I am writing a header only library that uses another 3rd party library inside. I would like to know if I should initialize that library to be thread-safe (or at least give a certain level of thread support). If I assume the maximum level of thread support but the user of the library will not be using threads then there will be cost paid for nothing. Since the 3rd library is an implementation detail I though I could make a decision about the level of thread safety requested based on a guess.

---

EDIT2 (2021): By chance I found this historical (but influential) library Blitz++ which in the documentation says (emphasis mine)

8.1 Blitz++ and thread safety

To enable thread-safety in Blitz++, you need to do one of these things:

• Compile with gcc -pthread, or CC -mt under Solaris. (These options define_REENTRANT,which tells Blitz++ to generate thread-safe code).
• Compile with -DBZ_THREADSAFE, or #define BZ_THREADSAFE before including any Blitz++ headers.

In threadsafe mode, Blitz++ array reference counts are safeguarded by a mutex. By default, pthread mutexes are used. If you would prefer a different mutex implementation, add the appropriate BZ_MUTEX macros to <blitz/blitz.h> and send them toblitz-dev@oonumerics.org for incorporation. Blitz++ does not do locking for every array element access; this would result in terrible performance. It is the job of the library user to ensure that appropriate synchronization is used.

So it seems that at some point _REENTRANT was used as a clue for the need of multi-threading code. Maybe it is a very old reference to take seriously.

Answer 1

How confident would the detection method be?
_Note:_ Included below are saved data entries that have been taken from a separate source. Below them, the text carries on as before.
PR #589, opened 2021-04-11
fix(cachestore): typeerror: reduce of empty array with no initial value

itamitegama:
paginationResults.reduce() called without an initial value fails when paginationResults is empty.

#### Description
autostore pull fails when no pagination is needed

#### Changes
add initial empty array

### DIFF
--- a/packages/js-sdk/src/datastore/cachestore.ts
+++ b/packages/js-sdk/src/datastore/cachestore.ts
@@ -483,9 +483,9 @@ export class CacheStore {
       await queryCache.save(queryCacheDoc);
 
       if (returnCounts) {
-        return paginationResults.reduce((result: number, current: number) => (result + current));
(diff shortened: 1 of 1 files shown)


packages/js-sdk/src/datastore/cachestore.ts
```diff
@@ -483,9 +483,9 @@ export class CacheStore {
       await queryCache.save(queryCacheDoc);
 
       if (returnCounts) {
-        return paginationResults.reduce((result: number, current: number) => (result + current));
+        return paginationResults.reduce((result: number, current: number) => (result + current), []);
```
georgiwe, line 486: This one should be `0`.

tsvetomir-nedyalkov:
@itamitegamat the fix is released with #590 - thank you!

PR #592, opened 2021-04-16
KDEV-1575: Improve the login process

DennyGD:
This PR adds two-factor authentication functionality to the SDK, makes changes to the existing login method and allows invalidating all of user's access tokens.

Not really. Even if you can unambiguously detect if code is compiled to be used with multiple threads, not everything must be thread safe.

Making everything thread-safe by default, even though it is only ever used only by a single thread would defeat the purpose of your approach. You need more fine grainded control to turn on/off thread safety if you do not want to pay for what you do not use.

If you have class that has a thread-safe and a non-thread-safe version then you could use a template parameter

class <bool isThreadSafe> Foo;

and let the user decide on a case for case basis.

Answer 2

I support the other answer in that thread-safety decision ideally should not be done on whole program basis, rather they should be for specific areas.

Note that boost::shared_ptr has thread-unsafe version called boost::local_shared_ptr. boost::intrusive_ptr has safe and unsafe counter implementation.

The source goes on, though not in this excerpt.